### Brief
If a line in the listing below contains "should", return that line.
§
Issue #867, opened 2025-01-07
Revert disabling mypy call-overload


mgovers:
Revert #863 after the patches to the typing regression in NumPy 2.2.0 are fixed.

> After investigating, seems to be a NumPy typing regression and not a problem on our end. Basically, there are a lot of typing regressions in numpy 2.2.0.
>
> We will probably want to track this overview issue: https://github.com/numpy/numpy/issues/28076
> Note that mypy is also taking action in https://github.com/python/mypy/issues/18343
>
> Minimal repro case for our use case below. When that passes, we should be able to revert this PR.
> 
> ```py
> import numpy as np
> 
> # our use case
> STRUCTURED_ARR = np.array([(1, 2), (3, 4)], dtype=np.dtype([('a', int), ('b', int)]))
> STRUCTURED_ARR['a'] = 10  # mypy error
> 
> # even smaller taken from https://github.com/numpy/numpy/issues/28076
> ARR = np.arange(2)
> ARR = x + 1  # mypy error
> ```

_Originally posted by @mgovers in https://github.com/PowerGridModel/power-grid-model/issues/863#issuecomment-2574841102_

figueroa1395:
@zhen0427 @petersalemink95 this should be closed after #1374 was merged, right?

mgovers:
i'd say yes

> [@zhen0427](https://github.com/zhen0427) [@petersalemink95](https://github.com/petersalemink95) this should be closed after [#1374](https://github.com/PowerGridModel/power-grid-model/pull/1374) was merged, right?

PR #1374, opened 2026-04-16
Revert disabling mypy call-overload

zhen0427:
Revert #863 
Issue #867  (The mentioned test is done, no issue found with current mypy version)

### DIFF
--- a/src/power_grid_model/_core/power_grid_model.py
+++ b/src/power_grid_model/_core/power_grid_model.py
@@ -9,7 +9,7 @@ Main power grid model class
 import itertools
 from enum import IntEnum
 from math import prod
-from typing import Any, overload
+from typing import Any, Literal, overload
 
 import numpy as np
 
@@ -258,9 +258,9 @@ class PowerGridModel:
         output_component_types: ComponentAttributeMapping,
         calculation_type: CalculationType,
         symmetric: bool,
-        is_batch: bool,
+        is_batch: Literal[True, False],
         batch_size: int,
-    ):
+    ) -> Dataset:
         all_component_count = self._get_output_component_count(calculation_type=calculation_type)
         return create_output_data(
             output_component_types=output_component_types,
@@ -877,7 +877,7 @@ class PowerGridModel:
         output_component_types: None | set[ComponentTypeVar] | list[ComponentTypeVar] = ...,
         continue_on_batch_error: bool = ...,
         decode_error: bool = ...,
-        short_circuit_voltage_scaling: ShortCircuitVoltageScaling | str,
+        short_circuit_voltage_scaling: ShortCircuitVoltageScaling | str = ...,
     ) -> SingleRowBasedDataset: ...
     @overload
     def calculate_short_circuit(
@@ -889,7 +889,7 @@ class PowerGridModel:
         output_component_types: ComponentAttributeFilterOptions = ...,
         continue_on_batch_error: bool = ...,
         decode_error: bool = ...,
-        short_circuit_voltage_scaling: ShortCircuitVoltageScaling | str,
+        short_circuit_voltage_scaling: ShortCircuitVoltageScaling | str = ...,
     ) -> SingleColumnarOutputDataset: ...
     @overload
     def calculate_short_circuit(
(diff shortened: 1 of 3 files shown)


figueroa1395 (commented):
@zhen0427 after a bit of reading (cfr. https://github.com/python/mypy/issues/9003#issuecomment-653367674), the CI seems to be failing because of a known bug. My understanding is that `mypy` has trouble understanding the types when you have signatures with `Union`s of `Literal` types, specially if they are complex. This is my understanding of this complaint:
```
src/power_grid_model/_core/power_grid_model.py:265:16: error: No overload variant of "create_output_data" matches argument types "set[Any] | list[Any] | ComponentAttributeFilterOptions | dict[ComponentType, set[Any] | list[Any] | ComponentAttributeFilterOptions | None] | None", "DatasetType", "Any", "bool", "int"  [call-overload]
```
So for this one my recommendation would be to just silence it via (line 265)
```python
all_component_count = self._get_output_component_count(calculation_type=calculation_type)
    return create_output_data(  # type: ignore[call-overload]
...
```

For the other CI complaint:
```
tests/unit/test_power_grid_model.py:254:13: error: No overload variant of "calculate_short_circuit" of "PowerGridModel" matches argument type "str"  [call-overload]
```
I think the issue is that the `_calculate_short_circuit` definition has a default value for its argument `short_circuit_voltage_scaling`, which isn't reflected on the `@overload`s. To fix this you need to make sure the overloads have `short_circuit_voltage_scaling: some_type = ...`. Note that `= ...` is what's missing after the type hint.

These should make CI happy.

mgovers:
> @zhen0427 after a bit of reading (cfr. [python/mypy#9003 (comment)](https://github.com/python/mypy/issues/9003#issuecomment-653367674)), the CI seems to be failing because of a known bug. My understanding is that `mypy` has trouble understanding the types when you have signatures with `Union`s of `Literal` types, specially if they are complex. This is my understanding of this complaint:
> 
> ```
> src/power_grid_model/_core/power_grid_model.py:265:16: error: No overload variant of "create_output_data" matches argument types "set[Any] | list[Any] | ComponentAttributeFilterOptions | dict[ComponentType, set[Any] | list[Any] | ComponentAttributeFilterOptions | None] | None", "DatasetType", "Any", "bool", "int"  [call-overload]
> ```
> 
> So for this one my recommendation would be to just silence it via (line 265)
> 
> ```python
> all_component_count = self._get_output_component_count(calculation_type=calculation_type)
>     return create_output_data(  # type: ignore[call-overload]
> ...
> ```
> 
> For the other CI complaint:
> 
> ```
> tests/unit/test_power_grid_model.py:254:13: error: No overload variant of "calculate_short_circuit" of "PowerGridModel" matches argument type "str"  [call-overload]
> ```
> 
> I think the issue is that the `_calculate_short_circuit` definition has a default value for its argument `short_circuit_voltage_scaling`, which isn't reflected on the `@overload`s. To fix this you need to make sure the overloads have `short_circuit_voltage_scaling: some_type = ...`. Note that `= ...` is what's missing after the type hint.
> 
> These should make CI happy.

the real problem with the first one is a little bit more subtle. i've already found a fix and i'm running tests as we speak.

the second one is an actual bug in our overload statements

src/power_grid_model/_core/power_grid_model.py
```diff
@@ -258,9 +258,9 @@ def _construct_output(
         output_component_types: ComponentAttributeMapping,
         calculation_type: CalculationType,
         symmetric: bool,
-        is_batch: bool,
+        is_batch: Literal[True, False],
```
mgovers, line 261: this is what the issue was... apparently, mypy one one hand assumes that `Literal[True] | Literal[False]` is `bool`, but on the other hand, it cannot understand that if both the overload for `Literal[True]` and the overload for `Literal[False]` are specified, that all edge cases are covered.

The underlying issue is actually very logical if we're talking templates in compiled code (e.g. C++). It's similar to this piece of code

```cpp
template <bool Value> void foo() {
    std::cout << Value ? "true" : "false" << std::endl;
}
void bar(bool val) {
    if (val) { // we need to explicitly statically make the distinction here
        foo<true>();
    } else {
        foo<false>();
    }
}
```

figueroa1395: I understood this was the issue but I didn't get the actual solution then. Nice find!

figueroa1395 (approved):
§
### Finished task
> Minimal repro case for our use case below. When that passes, we should be able to revert this PR.
@zhen0427 @petersalemink95 this should be closed after #1374 was merged, right?
> [@zhen0427](https://github.com/zhen0427) [@petersalemink95](https://github.com/petersalemink95) this should be closed after [#1374](https://github.com/PowerGridModel/power-grid-model/pull/1374) was merged, right?
These should make CI happy.
> These should make CI happy.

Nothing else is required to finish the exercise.